Work to be completed: The expected answer is every line from the material below that has the word "pouches".

Material for this exercise:
PR #65493, opened 2023-05-05
Encumbrance fixes and PALS for some containers

anoobindisguise:
#### Summary
Balance "reduce extreme encumbrance values of certain items and give them PALS"

#### Purpose of change
Some items didn't have defined volume_encumber_modifier values or were set wildly high - this aims to correct that. This also adds PALS to a few items that seemingly should have them.

#### Describe the solution
- Ammo pouch: lower base encumbrance from 5 to 2, added mult of 0.3 (had none/1.0)
- Javelin Pouch: Lowered base encumbrance to 5 from 10, added mult of 0.3 (had none/1.0)
- Tac Vest: Previously had [2,14] for 5.4 liters of storage (which is an effective mult of 0.56) - reduced to 0.3 for holster, 0.25 for mag pouches and 0.2 for the shotshell container.
- Pistol Bandolier: added mult of 0.3 (had none/1.0) and PALS_SMALL
- Rifle Bandolier: added mult of 0.3 (had none/1.0) and PALS_MEDIUM
- Waist Shotgun Bandolier: added mult of 0.3 (had none/1.0)
- Waist Grenade Bandolier:  added mult of 0.3 (had none/1.0)
- Torso Shotgun Bandolier:  added mult of 0.3 (had none/1.0)
- (Leather) Stone Pouch:  added mult of 0.3 (had none/1.0)
- Large Grenade Pouch: added mult of 0.3 (had none/1.0)
- Cheap Ammo Bandolier: Lowered base encumbrance from 7 to 4 and added mult of 0.3 (had none/1.0)
- 556/308 belt pouches: Lowered base encumbrance from 7 to 4 and added mult of 0.3 (had none/1.0)
- Back Holster: Adjusted encumbrance from [3, 15] for 9 liters to 2 + mult 0.4
- Baldric Holster: added mult of 0.3 (had none/1.0)
- Belly Band Holster: Lowered encumbrance from [1, 6] to base of 0, 0.4 for the holster and 0.2 for the magazine (previously had an effective multiplier of 1.14)
- Large Holster: changed encumbrance from [2, 7] to [4, 5] (a standard holster had [3, 4]
- Axe Ring Holster: added mult of 0.3 (had none/1.0)
- Spear Strap: added mult of 0.5 (had none/1.0) and lowered base encumbrance from 2 to 1
- Book Strap: Lowered encumbrance from [0, 11] to base 0 and mult 0.35 (previously was effectively 0.92)

#### Describe alternatives you've considered
[...]

PR #65601, opened 2023-05-12
Axe ring empty encumberance to 0

Olaroll:
#### Summary
Balance "Axe ring empty encumberance to 0"

#### Purpose of change

An axe ring is just a little piece of leather and metal. I really don't see how the encumbrance would be any different to a regular leather belt, which is 0.

#### Describe the solution

I've set the empty encumbrance from 2 to 0. Inserting an axe still adds significant encumbrance.

Leaving it as is,

#### Testing

I tested it locally. Works as expected.

#### Additional context

Here is an image of an axe ring on a belt.
axering_small


anoobindisguise:
I actually already have a pending fix for it in #65493

bombasticSlacks:
I think both fixes are fine in parallel 😄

Output for this exercise:
- Tac Vest: Previously had [2,14] for 5.4 liters of storage (which is an effective mult of 0.56) - reduced to 0.3 for holster, 0.25 for mag pouches and 0.2 for the shotshell container.
- 556/308 belt pouches: Lowered base encumbrance from 7 to 4 and added mult of 0.3 (had none/1.0)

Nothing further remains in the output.